Don’t worry if that doesn’t make sense. The code up there is actively obtuse. It’s trying to make you dumber.
Manuel suggested merging the three functions together to get this:
(defn m "Measures the number of consonant sequences between the start of word and position j. If c is a consonant sequence and v a vowel sequence, and <...> indicates arbitrary presence, <c><v> -> 0 <c>vc<v> -> 1 <c>vcvc<v> -> 2 <c>vcvcvc<v> -> 3 ... " ([stemmer] (m stemmer 0 0)) ([stemmer num-c num-cs] (if (not (seq (:word stemmer))) ; Is the word empty? Then we reached the beginning of the stemmer (if (> num-c 1) ; THEN1: More than 2 consonants in current counting? (inc num-cs) ; THEN2: we have one more consonant sequence, and we return the number of sequences found plus 1 num-cs) ; ELSE2: Return the number of sequences found (if (consonant? stemmer) ; ELSE1: Is there a consonant at the current index? (recur (pop-word stemmer) (inc num-c) num-cs) ; THEN3: increase the number of currently consecutice consonants, recur (if (> num-c 1) ; ELSE3: If not, check if we found more than 1 consecutive consonants (recur (pop-word stemmer) 0 (inc num-cs)) ; THEN4: If yes, we found one more sequence (recur (pop-word stemmer) 0 num-cs)))))) ; ELSE4: If not, then we found only one, and start anew
It’s better, but still not great. (It also doesn’t work, the way it’s presented here, but fixing that wouldn’t be hard, so I’m neither going to make an issue of it nor fix it.)
So what’s up? I thought that functional programming was supposed to be concise yet readable.
Well, when I wrote the first version, I was still learning to think functionally. I ended up with an imperative algorithm, without mutable state.
In other words, I was enjoying the worst of both worlds.
I decided to refactor again, this time being more functional. Here’s what I ended up with:
(defn m "Measures the number of consonant sequences between the start of a word an position j. If c is a consonant sequence and v a vowel sequence, and <...> indicates arbitrary presence, <c><v> -> 0 <c>vc<v> -> 1 <c>vcvc<v> -> 2 <c>vcvcvc<v> -> 3 ... " [stemmer] (let [consonant-group? (fn [ws] (consonant? (first ws)))] (->> stemmer (iterate pop-word) ; a sequence of all the parts of the word, from the whole word to the first letter. (take-while (fn [w] (seq (:word w)))) ; stop when done with the word (partition-by consonant?) ; break it into vowel/consonant groups (reverse) ; reverse so the next step works (drop-while consonant-group?) ; remove the first (was at the end of the sequence) constant group (filter consonant-group?) ; filter out vowel groups count))) ; finally, count the remaining consonant groups
Better (although I already see some places that could be improved). It really doesn’t need the comments I added, and if this weren’t pedagogical code, I would have left them out.
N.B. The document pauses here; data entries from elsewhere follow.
PR #721, opened 2017-07-04
The larger blueman bluetooth icon are horrible

infirit:
The improvement in quality is huge for the large icon sizes. It is less noticeable or equal on the small ones. Size of all icons together went from 486.7kB to 97.2kB 😲


parkerlreed:
Oh my god, so much better. This is the exact reason I kept turning off the indicator plugin. :D :+1:

infirit:
>No idea why they've been so bad.

My guess is that originally they were created from small icon (~32px) then resized larger with some blurring.

>This is the exact reason I kept turning off the indicator plugin

Unintended but pleased to hear this got improved 😸.

PR #728, opened 2017-07-08
Prepatory work for using cairo surfaces for device icons

infirit:
Using dictionaries makes it much easier to add new features. And a nice side effect is that it makes the code much more readable 😨 

At the moment there is no way to add a cairo.Surface to a GtkListStore and I will use a cell data function to retrieve the surface instead.

### DIFF
--- a/blueman/gui/GenericList.py
+++ b/blueman/gui/GenericList.py
@@ -16,31 +16,26 @@ class GenericList(Gtk.TreeView):
         self.ids = {}
         self.columns = {}
 
-        types = []
-        for i in range(len(data)):
-            types.append(data[i][1])
-
-        types = tuple(types)
+        types = [row["type"] for row in data]
 
         self.liststore = Gtk.ListStore(*types)
         self.set_model(self.liststore)
 
-        for i in range(len(data)):
+        for i, row in enumerate(data):
+            self.ids[row["id"]] = i
 
-            self.ids[data[i][0]] = i
+            if "renderer" not in row:
+                continue
 
-            if len(data[i]) == 4 or len(data[i]) == 5:
+            column = Gtk.TreeViewColumn()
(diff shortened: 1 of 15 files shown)


blueman/gui/GenericList.py
```diff
@@ -29,15 +29,15 @@ def _load(self, data):
 
             self.ids[data[i][0]] = i
 
-            if len(data[i]) == 5 or len(data[i]) == 6:
+            if len(data[i]) == 4 or len(data[i]) == 5:
 
-                column = Gtk.TreeViewColumn(data[i][4])
+                column = Gtk.TreeViewColumn(data[i][3])
```
cschramm: Instead of what seems to have been `None` in all cases you're now passing the "renderer_attributes" `dict` as what should be a `Gtk.CellArea`. I wonder how does not cause an error.

blueman/gui/GenericList.py
```diff
@@ -16,31 +16,26 @@ def _load(self, data):
...
+        for i, row in enumerate(data):
+            self.ids[row["id"]] = i
 
-                column = Gtk.TreeViewColumn(data[i][3])
+            if "renderer" not in row:
+                continue
 
-                column.pack_start(data[i][2], True)
-                column.set_attributes(data[i][2], **data[i][3])
+            column = Gtk.TreeViewColumn(row["renderer"])
```
cschramm: This argument still does not make sense to me (you now changed it from "renderer_attrs" to "renderer").

infirit: Lol, the first argument to the Gtk.TreeViewColumn is being used to set the title. I'll just drop the argument as we do not use the title anywhere.

infirit:
Updated and forced pushed the update.

PR #733, opened 2017-07-24
Errordialog

infirit:
We create several error dialogs in blueman some with backtrace selectable (from an expander) and some without. Keeping it WIP as for some reason obex transfers did not work for me during testing and I have no clue why yet 😭. But still make it available so people can comment, suggest things etc.


infirit:
The obex issue was unrelated. Tested the new dialog and it works in all cases.

Also added the url to the issue tracker when a plugin fails to load. The text can use some love in general but here is how it looks now.
afbeelding

infirit:
Rebase against master

cschramm:
Not sure if like that request to submit it. It might not necessarily be a blueman issue but e.g. some misconfigure or broken DBus, polkit, BlueZ etc., missing dependencies etc.

infirit:
>Not sure if like that request to submit it. It might not necessarily be a blueman issue but e.g. some misconfigure or broken DBus, polkit, BlueZ etc., missing dependencies etc.

Agreed. Except for adding the link to the issue tracker this PR does not change any of the messages.

We can (probably should) do a review of all the errors we produce and make them more clear what the user should be doing. I can open an issue for that for 2.2?

PR #735, opened 2017-07-28
many PEP8 fixes

infirit:
This is currently already in the fixes PR but that got too large so split these off to a new PR. No functional changes.

it also drop lots of commented code that either was for debugging or belonged to features not present or used any more.

### DIFF
--- a/apps/blueman-adapters.in
+++ b/apps/blueman-adapters.in
@@ -1,6 +1,5 @@
 #!/usr/bin/env python3
 # coding=utf-8
-
 import os
 import sys
 import signal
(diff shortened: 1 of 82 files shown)


infirit:
If there are things that bugs you let's just skip them for now and revisit them later (I promise I will not be offended so don't hold back 😄).

What I'll do is merge the simple things like white-space and comment formatting first. I'll leave the renames of functions and classes out for now.

cschramm:
> I'll leave the renames of functions and classes out for now.

Well, I guess just testing with those changes is the only good way to discover issues...

cschramm:
Shall we get this into 2.1.alpha2?

infirit:
Its very out of sync and rebasing will take some time.

infirit:
See #810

So what made the difference?
Primarily functional programming tries to abstract control flow out into higher-order functions like
reduce. (Or in this case,
filter.) In other words, the code to walk over the items in a sequence (
map) is separated from what you do with those items, or the code to remove items from a list (
filter) is separated from the predicate that determines which items to keep. This makes the data flow very clear.
But what is more interesting about this exercise is reflecting on my own growth as a programmer. As I mentor others, I often want to save them the pain and ugliness I’ve been through. But I need to remember that the only way to learn to write clear code is to write spaghetti code first and live through the fall-out.